>>>

PR #60513, opened 2022-08-28
Fixing plushie shark weight and length

LordBarkBread:
#### Summary
Content "Fixes plushie shark"

#### Purpose of change
I'm a goof and made a goof with my previous PR

#### Describe the solution
Correctly input the plushies weight and gave it proper length as it should be

~~I should stop being a goofball~~


ashGlaw:
Blåhaj?

PR #60516, opened 2022-08-28
fix cables

### LINKED ISSUE #60512: Extension cord item not removed after connecting two appliances
### Describe the bug

After connecting two appliances with extension cord, said extension cord item stays in your inventory but the appliances are still connected with extension cord.

### Steps to reproduce

1. Make a new world
2. Spawn yourself two appliances and an extension cord
3. Place said appliances and connect them with extension cord
4. Notice that you still have the extension cord item and the appliances still connected. Pulling one of the appliances pops up a new extension cord

### Expected behavior

The extension cord item be removed after successfully connecting the appliances

### Screenshots

Screenshot_20220828-083216

- OS: Android
- Game Version: 1631976-dirty [32-bit]
- Graphics Version: Tiles
- Mods loaded: [
    Dark Days Ahead [dda],
]

### Additional context

The same thing happened with outdoor extension cord. Jumper cable might have similar issue but I'm not sure.

Hirmuolio:
#### Summary
Bugfixes "Fix power cables"

#### Purpose of change

Fix #60512

#### Describe the solution

Remove the item in the item use action.

Use `"SINGLE_USE"` flag.

#### Testing

Jumper cable is removed after use (vehicle) and works.
Extension cord is removed after use (appliance) and works.

### DIFF
--- a/src/iuse.cpp
+++ b/src/iuse.cpp
@@ -8894,7 +8894,8 @@ cata::optional<int> iuse::cable_attach( Character *p, item *it, bool, const trip
                                       source_veh->name, target_veh->name );
             }
 
-            return 1; // Let the cable be destroyed.
+            p->i_rem( it );
+            return 0; // Let the cable be destroyed.
         }
     }
 
@@ -9025,8 +9026,8 @@ cata::optional<int> iuse::cord_attach( Character *p, item *it, bool, const tripo
                 p->add_msg_if_player( m_good, _( "You link up the electric systems of the %1$s and the %2$s." ),
                                       source_veh->name, target_veh->name );
             }
-
-            return 1; // Let the cable be destroyed.
+            p->i_rem( it );
+            return 0; // Let the cable be destroyed.
         }
     }
 


irwiss:
Between #60489 and this cables issue, I think something is broken with how iuse::* return value is used

Returning 1 should already remove the item from inventory, no?

If not then the comment here needs to be updated too (well, it needs to be updated to int regardless but...), and the functions changed to void
https://github.com/CleverRaven/Cataclysm-DDA/blob/70905b58ae97ee626c70d6d9810db734af48526c/src/iuse.h#L24

Hirmuolio:
There is a more up to date comment in iuse.cpp https://github.com/CleverRaven/Cataclysm-DDA/blob/master/src/iuse.cpp#L493

Seems like that comment in iuse.h is several years out of date.

irwiss:
Ah I see, might be worth moving the up to date comment to the header then - IDEs can pick it up for hints as well.

Not sure how anyone will find a comment buried 500 lines down in the middle of unrelated methods

Issue #60525, opened 2022-08-28
Wire draw machine can't draw wire


SeamairGB:
### Is your feature request related to a problem? Please describe.

Wire draw machine is incapable of drawing steel wires, while perfectly capable of creating welding rods out of steel and copper wires. It is quite weird, considering it's what it is meant for.

### Solution you would like.

Adding wire recipe with that machine which allows for a fast way of making wires/making them in bulk without getting exhausted due to physical labour of standing near forge making single wire in 3 minutes at best.

### Additional context

https://nornagon.github.io/cdda-guide/#/item/wire_draw_machine

PR #60535, opened 2022-08-28
Adds several wire crafting recipes using wire draw machine

Marcos6226:
#### Summary
Content "Adds several wire recipes, now using the wire draw machine"

#### Purpose of change
Closes https://github.com/CleverRaven/Cataclysm-DDA/issues/60525

It's weird that we have a wire drawing machine but cannot use it to draw steel wires. 
This PR adds several steel wire recipes that use this machine to facilitate the amount of labor necessary to draw wires.

#### Describe the solution
I have added the recipes based on the copper wire one, but with the addition of necessary proficiencies and crafting materials, as well as tools, in the case of the tempered steel wire.

I'm not entirely sure if the time and charges required are perfectly balanced, but if you have any suggestions, I'm all ears.

#### Testing
I have created a new character and opened the crafting menu to check if the crafting recipes are correct, and they are working as intended, as shown in the screenshots below. 

#### Additional context
Captura de Tela (23)
Captura de Tela (24)
Captura de Tela (25)
Captura de Tela (26)
Captura de Tela (27)

### DIFF
--- a/data/json/recipes/recipe_others.json
+++ b/data/json/recipes/recipe_others.json
@@ -632,6 +632,27 @@
   },
   {
     "type": "recipe",
+    "activity_level": "LIGHT_EXERCISE",
+    "result": "wire",
+    "id_suffix": "wire_draw_machine",
+    "category": "CC_OTHER",
+    "subcategory": "CSC_OTHER_MATERIALS",
+    "skill_used": "fabrication",
+    "difficulty": 3,
+    "time": "20 m",
+    "autolearn": true,
+    "qualities": [ { "id": "ANVIL", "level": 3 }, { "id": "HAMMER", "level": 3 } ],
+    "proficiencies": [ { "proficiency": "prof_metalworking" }, { "proficiency": "prof_blacksmithing" } ],
+    "tools": [
+      [ [ "tongs", -1 ] ],
+      [ [ "hotcut", -1 ] ],
+      [ [ "forge", 40 ], [ "oxy_torch", 40 ] ],
+      [ [ "wire_draw_machine", 100 ] ]
+    ],
+    "components": [ [ [ "scrap", 1 ] ] ]
+  },
+  {
+    "type": "recipe",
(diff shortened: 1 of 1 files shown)


ANickelN:
image
Those items are nested properly as of the latest version, not sure why they are throwing an error for you.  Would recommend updating, starting a new world and seeing if it still throws those errors.

Marcos6226:
> Those items are nested properly as of the latest version, not sure why they are throwing an error for you. Would recommend updating, starting a new world and seeing if it still throws those errors.

Thanks, I'll update to latest and test if it will throw any erros.

Marcos6226:
It worked! Thanks ANickelN. ❤️

<sub> As a side note I feel a bit ashamed for not updating my game and causing this trouble...</sub>

ANickelN:
It is no trouble, this is a good addition.  I'll make a nest for it when it gets merged.

Fris0uman:
Should those recipes really require a forge and an anvil since they use the drawing machine already? Very quick look at wikipedia suggest that wire drawing is done at room temperature. https://en.wikipedia.org/wiki/Wire_drawing

Marcos6226:
> Should those recipes really require a forge and an anvil since they use the drawing machine already? Very quick look at wikipedia suggest that wire drawing is done at room temperature. https://en.wikipedia.org/wiki/Wire_drawing

The forge, hammer, and anvil are present because, as in the normal recipe, raw materials are used to make crude wires, but the wire draw machine is used to make refined wires. Normally, you'd have to manually file them to the desired thickness. By using the wire draw machine to do this refining work, we reduce the amount of labor required, as it is now a light activity, as well as the time required to complete it.

ANickelN:
Just got around to nesting the new wire recipes in with the older ones.  They will be properly nested when #60708 gets merged.

Marcos6226:
> Just got around to nesting the new wire recipes in with the older ones. They will be properly nested when #60708 gets merged.

Thank you very much. =)

PR #60553, opened 2022-08-29
Some more npc quips and fixes

NetSysFire:
#### Summary
None

#### Purpose of change

Some typo and terminal punctuation fixes, the `<fuck_you>` category of snippets is only used in contexts where terminal punctuation is already added (e.g `blah, <fuck_you>!`). It caught my eye when I was looking through the file due to its inconsistent use of terminal punctuation.

#### Describe the solution

Added some very shallow lore into the snippet category. Also replaced some usages of zombies and apocalypse to their snippet categories for variety.

1. Replacing "Mr. Cuddles" with a list of possible pet names, but this would mean that if you get lucky with the RNG or are incredibly persistent, a NPC would claim they had multiple and possibly a lot of cats, ranging from "Mr. Cuddles" to "Fluffy". This is relatively minor yet it still bugs me.
2. Adding more puns and potentially an own category for it. I am very good at coming up with bad puns but I feel like they will make humanity suffer more than the debilitating mental effects of the blob.
3. I renamed `npc_socialize` to `<npc_socialize>` and made `npc_socialize` contain `<npc_socialize>`. This is because I did not want to touch C++ and is a hack, more or less.

https://github.com/CleverRaven/Cataclysm-DDA/blob/6791af54f0fd56c03be899f4b632d498a8c79034/src/npctalk_funcs.cpp#L767-L769

But I realized this is a *very* ugly hack. Even though it works and adds even more flavor to the neutral chitchat, I do not think we need it and reverted it.

#### Testing

Applied changes locally, gave myself the debug mind control trait, forced NPCs to have chitchat with me. This is also how I found the need to use a hack and made up my mind that I do not want to use it.

#### Additional context

When I used the hack, but this still demonstrates that the other snippet category I added works properly:

image

### DIFF
--- a/data/json/snippets/npc_quips.json
+++ b/data/json/snippets/npc_quips.json
@@ -26,7 +26,7 @@
       "I am SO glad I don't need to deal with taxes or debt anymore.",
       "Geez, this is nothing like those Hollywood zombie films!",
       "Do you ever think about the ethics of killing <zombies>?",
-      "Do you think living on a farm is dangerous because because the roosters might attract <zombies>?",
+      "Do you think living on a farm is dangerous because the roosters might attract <zombies>?",
       "I have dreamt of owning a house by the sea, but now I have nightmares of what lurks beneath the waves.",
       "I liked walking through the forest, listening to the chirping of the birds but now I am afraid that the birds might devour me.",
       "So you wet your toothbrush AFTER you apply toothpaste?  That's so weird.",


data/json/snippets/npc_quips.json
```diff
@@ -1,21 +1,47 @@
...
       "So do you like cats or dogs?",
-      "It's nice to know that zeds don't feel pain.",
+      "It's nice to know that the <zombies> don't feel pain.",
       "Wherever we end up, at least we're still alive, right?",
       "Somehow, I don't think I'll be going back to my old job anytime soon…",
+      "I am SO glad I don't need to deal with taxes or debt anymore.",
       "Geez, this is nothing like those Hollywood zombie films!",
-      "Do you ever think about the ethics of killing zombies?",
+      "Do you ever think about the ethics of killing <zombies>?",
+      "Do you think living on a farm is dangerous because because the roosters might attract <zombies>?",
```
Night-Pryanik, line 29:
```suggestion
      "Do you think living on a farm is dangerous because the roosters might attract <zombies>?",
```

PR #60554, opened 2022-08-29
Cane toad no more

Karol1223:
#### Summary
Bugfixes "The TropiCata ported mutant toads were cane toads, this fixes that"

#### Purpose of change
Cane toads are not naturally found in New England, having them here made zero sense. Having said that, since they were already mutants that copied from the mutant frogs, all I did was change the descriptions to no longer reference the Cane Toad.

#### Describe the solution
- Changes the description of the Huge Toad and the Giant Toad to no longer reference Cane Toads
- Changes the time it takes for Huge Toads to grow into Giant Toads to be the same as it takes for the same process to happen in mutant frogs
- The Giant Toad no longer upgrades into the **_zombie_** Gastro Bufo

I did initially want to backport these two back to TropiCata but after a bit, I realised it's far easier to just make them no longer Cane Toads

#### Testing
It is just a bunch of one-line changes, I don't expect the game to implode.

### DIFF
--- a/data/json/monsters/reptile_amphibian.json
+++ b/data/json/monsters/reptile_amphibian.json
@@ -374,7 +374,7 @@
     "id": "mon_toad_giant",
     "type": "MONSTER",
     "name": { "str": "giant toad" },
-    "description": "This cane toad has grown bigger than a human.  It looks uninterested in eating you but you better not give it a chance.",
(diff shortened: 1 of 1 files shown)


a-chancey:
I’ll wait for this to be merged before fixing #60565 to avoid conflicts

PR #61542, opened 2022-10-08
Makes headscarves skintight and autolearned

Light-Wave:
#### Summary
Content "Makes headscarves skintight and autolearned"

#### Purpose of change
In Innawood, there is no good autolearned clothing you can wear under helmets during the summer. Sure, there is the balaclava, but it's overly warm.

#### Describe the solution
Makes headscarves skintight and gives them an autolearned recipe, using the same requirements as the bandana.

Undercaps could also work, but they seem to traditionally only be worn by muslim women, so maybe not everybody's go-to choice when they want to wear a helmet.
A thinner version of a helmet liner
Make all helmets be on the outer layer
Make the scarf have a bit less warmth

#### Testing

Tested crafting it and wearing it under a helmet. It worked fine.

### DIFF
--- a/data/json/items/armor/scarfs.json
+++ b/data/json/items/armor/scarfs.json
@@ -37,7 +37,7 @@
     "warmth": 5,
     "material_thickness": 0.1,
     "environmental_protection": 1,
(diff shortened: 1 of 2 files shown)


Maleclypse (approved):
I think this makes sense

PR #61544, opened 2022-10-08
Bites can't target eyes and mouth by default

Venera3:
#### Summary
Balance "Bites don't target tiny bodyparts by default"

#### Purpose of change

While combat testing the (very special-attack-heavy) amalgamations I noticed them biting eyes/mouths leading to some extra damage, which felt a bit on the weird side.

#### Describe the solution

If no `hitsize_min` is defined for a bite-type attack it will default to 1 - meaning eyes and the mouth are discarded but hands are fair game. If one wants a bite that can hit eyes you can add `hitsize_min: 0`.

None

#### Testing

Using debugmode message logs confirmed no targeting of eyes/mouths unless hitsize is set to 0.

### DIFF
--- a/doc/MONSTER_SPECIAL_ATTACKS.md
+++ b/doc/MONSTER_SPECIAL_ATTACKS.md
@@ -203,7 +203,8 @@ The common type for JSON-defined attacks. Note, you don't have to declare it in 
 
 ### "bite"
 
-Makes monster use teeth to bite opponent, uses the same fields as "monster_attack" attacks. Monster bites can give infections if the target is grabbed at the same time.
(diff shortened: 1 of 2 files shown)


Venera3:
That would mean every *other* nonrestricted attack would need `hitsize_min: 0` added. I have long-term plans re unhardcoding bites' functionality and doing away with the explicit bite-type, but that's ETA whenever.

Venera3:
bite_actor uses melee_actor::load_internal to keep the arguments consistent and appends the hitsize default and infection chance - generic `melee`-typed attacks are not affected by the change.

anoobindisguise:
The fix I didn't know I needed. Zombies biting my eyes was horrifying but also really silly.

PR #61545, opened 2022-10-08
Count full-coverage armor as having coverage of secondary sub parts

sparr:
#### Summary
Bugfixes "Full coverage armor covers secondary sub parts"

#### Purpose of change
Secondary sub body parts are excluded when treating a covered body part as implicitly covering all sub parts. This leads to uncomfortable items in secondary locations not being padded/softened by comfortable items that cover the whole body part under them.
Specifically: At present, a non-comfortable item in torso_hanging_front, like binoculars, or torso_hanging_back, like a dive_bag, causes the chafing/uncomfortable penalty, because clothes that cover the whole torso don't [under-]cover those (or any) secondary sub body parts.

#### Describe the solution
Eliminate the exclusion, include secondary sub body parts when adding implicit coverage of sub body parts when a body part is covered.

@bombasticSlacks suggests adding a field to secondary body part definitions that indicates which non-secondary part is under/behind them. This could then be selectively used during coverage checks.
I have also considered an approach where the implicitness of sub_coverage is tracked and can be checked. This would be usable in places like the debugmsg check that this PR disables.

#### Testing
I am playing with this PR and confirm that it resolves my original problem with binoculars causing discomfort. I am not familiar enough with the other use cases of sub part coverage to thoroughly test situations such as item damage, wetness, etc.

#### Additional context
I don't expect this PR to get merged. The current state of secondary sub part coverage logic is complex and will require much more effort than this in the future. I am publishing this because I would prefer to give up a JSON rule enforcement rather than play with a game mechanic bug, and I think others would use this patch as well.

### DIFF
--- a/src/item_factory.cpp
+++ b/src/item_factory.cpp
@@ -1886,18 +1886,18 @@ void Item_factory::check_definitions() const
                 }
             }
 
-            // check the hanging location aren't being used on the non strapped layer
-            if( std::find( type->armor->all_layers.begin(), type->armor->all_layers.end(),
-                           layer_level::BELTED ) == type->armor->all_layers.end() ) {
-                for( const armor_portion_data &portion : type->armor->sub_data ) {
-                    for( const sub_bodypart_str_id &sbp : portion.sub_coverage ) {
-                        if( sbp->secondary ) {
-                            msg += string_format( "Secondary hanging locations should only be used on the BELTED layer: %s\n",
-                                                  sbp.str() );
-                        }
-                    }
-                }
-            }
+            // // check the hanging location aren't being used on the non strapped layer
+            // if( std::find( type->armor->all_layers.begin(), type->armor->all_layers.end(),
+            //                layer_level::BELTED ) == type->armor->all_layers.end() ) {
+            //     for( const armor_portion_data &portion : type->armor->sub_data ) {
+            //         for( const sub_bodypart_str_id &sbp : portion.sub_coverage ) {
+            //             if( sbp->secondary ) {
+            //                 msg += string_format( "Secondary hanging locations should only be used on the BELTED layer: %s\n",
+            //                                       sbp.str() );
+            //             }
+            //         }
+            //     }
+            // }
 
             // waist is deprecated
             if( type->has_flag( flag_WAIST ) ) {


bombasticSlacks:
This means every item with full coverage on the torso and legs will be hit twice and absorb damage twice. 

You deleted error testing to accomplish this. 

And it still doesn't fix the original bug since something like a crop top or the light ballistic vest that's just upper torso STILL won't count as under a rifle or backpack.

sparr:
> This means every item with full coverage on the torso and legs will be hit twice and absorb damage twice.

I'd like to understand how/why this will happen. Is there specific logic to hit secondary coverage areas in addition to non-secondary sub parts?

> You deleted error testing to accomplish this.

Yes, and I called that out in the original comment. Given the choice between a bug that is always present in the game and a bug that will only appear through potential future inappropriate JSON entries, I think the latter is preferable.

> And it still doesn't fix the original bug since something like a crop top or the light ballistic vest that's just upper torso STILL won't count as under a rifle or backpack.

Should it? A rifle will also hit the lower torso and its strap will also wrap around the lower torso. Some, possibly most, backpacks hang with pressure and friction on the lower torso. Something that covers only the upper torso shouldn't protect from discomfort from these items, unless I'm misunderstanding what chafing/discomfort is meant to represent.

Did you intend for the torso hanging sub parts to only be on top of the upper torso? That doesn't seem to match where the implementation is headed at this time.

> As a corollary something like a stomach wrap would "cover" a pair of binoculars with this change. So this barely fixes anything and breaks a pile of stuff.

I would expect a stomach wrap to explicitly specifically cover the lower torso, and so not trigger the logic that applies coverage to other sub parts.

kevingranade (changes requested):
This makes sweeping changes, but the only specific issue called out is a trivial corner case, and that case isn't fully described, it's just something about binoculars and encumbrance?

bombasticSlacks:
>  Sub-part-specific chafing would also be a viable direction to go, but we aren't there yet.

We are already there, you are the one trying to break it in weird ways and simplify it to the point of not working. 

> I think the chafing/discomfort system should be a lot more nuanced in general. I'd probably start with weight; a 300 gram item shouldn't chafe as much as a 30kg item

Nothing chafes that much. It's a small penalty to encourage proper roleplaying (wearing clothes). If you extend the system the only possible thing to do is make it worse for players which seems pointless considering the system is alleviated by wearing pants and a shirt. 

I'm not going to argue with you on specific nuances of a proper solution since the point of a proper solution is to handle all the edge cases. You just keep deleting chunks of code and making small changes that break as much as you fix and that *won't be good enough*.

sparr:
@kevingranade I updated OP with more details on the specific situations that I and other reporting players are encountering.

I can't figure out why this exclusion was included in the first place. Attempting to discuss it on Discord was not proving fruitful. I'd be happy to implement a better solution with a bit more information about why this is implemented the way it is now, and what effects the exclusion (or removing it) does/should have.

dseguin:
Superseded by #61576

PR #50143, opened 2021-07-23
Json loading from efficient binary representation for performance wins

akrieger:
#### Summary
Performance "Binary json input for various performance wins"

#### Purpose of change

Performance profiling shows that a lot of time is spent inside the json input stack simply manipulating json. A hypothesis I had for a long time is that there is potential for wins here by using an efficient 'pre-parsed' binary representation of the json. Simply making loading faster is a worthwhile goal in and of itself, but we can also unify the json input stack off the 'streaming' model and have everything consistently using the object oriented deserialize approach. Furthermore, there is potential for runtime wins by 'externing' strings sourced from json. By changing data types to hold pointers into the binary json for each string, instead of a std::string member with a possible heap allocation, we can shrink objects and save on runtime with faster string comparisons. This latter approach has not yet been explored.

#### Describe the solution

First, a description of the binary format being used. Google FlatBuffers are a binary hierarchical data representation that can basically be described as 'typed json', except they require a schema defined ahead of time. For slightly less efficient representation, however, there are FlexBuffers, which do not require a schema. A full description can be found at https://google.github.io/flatbuffers/flexbuffers.html. The shorthand description is that the representation is a flat binary file consisting of vectors and possibly cached/reused values. Objects are represented as two vectors: a key vector, and a value vector. Arrays are simply a single value vector. The key and value vectors store offsets into the binary to where the keys/values are actually stored. The FlexBuffer parser is configurable to share keys, string values, and key vectors across the input. So, a series of objects with the same keys will share the same key vector in the final binary. Repeated usage of the same string value will be reduced to a single string in the output.

The solution I have implemented starts by deprecating almost all usage of `JsonIn` in the entire project. I did first attempt to reimplement the semantics of `JsonIn`, except backed by the binary, but ran into a long series of issues when crossing between code using `JsonIn`, converting to eg. `JsonObject`, then back to `JsonIn` using get_raw(). Simply eliminating get_raw() was insufficient for resolving these issues. Ultimately I decided to remove `JsonIn` because it is essentially lying to the user that the performance is different over `JsonObject/JsonArray`. All parsing would be effectively O(1) post conversion.

[...]

PR #61555, opened 2022-10-08
Initialize datadir_path_value earlier in path_info

perryprog:
#### Summary
None

#### Purpose of change
This seems to correct an edge case that I was running into that would cause `prefix_path` to get initialized to nothing, causing Cataclysm to crash with a segfault whenever I started it outside of the root of the repo. (macOS, CMake, release build, no odd build flags besides that.)

Cataclysm ran fine at the root of the git directory as there's the data/ sub-directory there, which is what CDDA would search for as `gfxdir_path_value` would end up being simply "data/" instead of the expected release value of "/usr/local/share/cataclysm-dda/" or similar. The crash itself probably occurs (instead of being caught within main.cpp) because the file exists checks worked fine since it was checking `datadir_value`, so the game assumed `gfxdir_path_value` was safe to use—I'm not to worried about this aspect of the issue, though, since this resolves the crash anyway.

#### Describe the solution
I moved the initialization of `datadir_path_value` to be earlier in `PATH_INFO::set_standard_filenames`.

None.

#### Testing
Building and running under CMake works without manually specifying `--datadir` (which uses a different code path to initialize `datadir_path_value`, and will end up working as-is)

#### Additional context
This looks like it was introduced as a part of d329307a51126a3cb93d32fc6a99f20ae87a2367 in #50143, so hopefully @akrieger can take a look at this to make sure this fix is reasonable. I'm fairly certain there aren't any edge cases that I'm unable to check that this change breaks.

### DIFF
--- a/src/path_info.cpp
+++ b/src/path_info.cpp
@@ -104,6 +104,10 @@ void PATH_INFO::set_standard_filenames()
     // Special: data_dir and gfx_dir
     std::string prefix;
     cata_path prefix_path;
+
+    // Data is always relative to itself. Also, the base path might not be writeable.
+    datadir_path_value = cata_path{ cata_path::root_path::data, fs::path{} };
+
     if( !base_path_value.empty() ) {
 #if defined(DATA_DIR_PREFIX)
         datadir_value = base_path_value + "share/cataclysm-dda/";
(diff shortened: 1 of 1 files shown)


akrieger (approved):
Good find, thanks!

src/path_info.cpp
```diff
@@ -104,6 +104,10 @@ void PATH_INFO::set_standard_filenames()
     // Special: data_dir and gfx_dir
     std::string prefix;
     cata_path prefix_path;
+
+    // Data is always relative to itself. Also, the base path might not be writeable.
+    datadir_path_value = cata_path{ cata_path::root_path::data, fs::path{} };
+
     if( !base_path_value.empty() ) {
 #if defined(DATA_DIR_PREFIX)
```
akrieger, line 112: Yeah the problem happens inside this block at line 111 (before code). I didn't notice that prefix_path was reading from `datadir_path_value` which clearly isn't initialized yet. Then `prefix_path_value` is forever bad and is what causes issues down at line 127.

<<<

What is needed is an exact copy of the lines above, from the one containing "Closes https://github.com/CleverRaven/Cataclysm-DDA/issues/60525" through the one containing "It's weird that", with nothing added.

*Exercise response*.
Closes https://github.com/CleverRaven/Cataclysm-DDA/issues/60525

It's weird that we have a wire drawing machine but cannot use it to draw steel wires. 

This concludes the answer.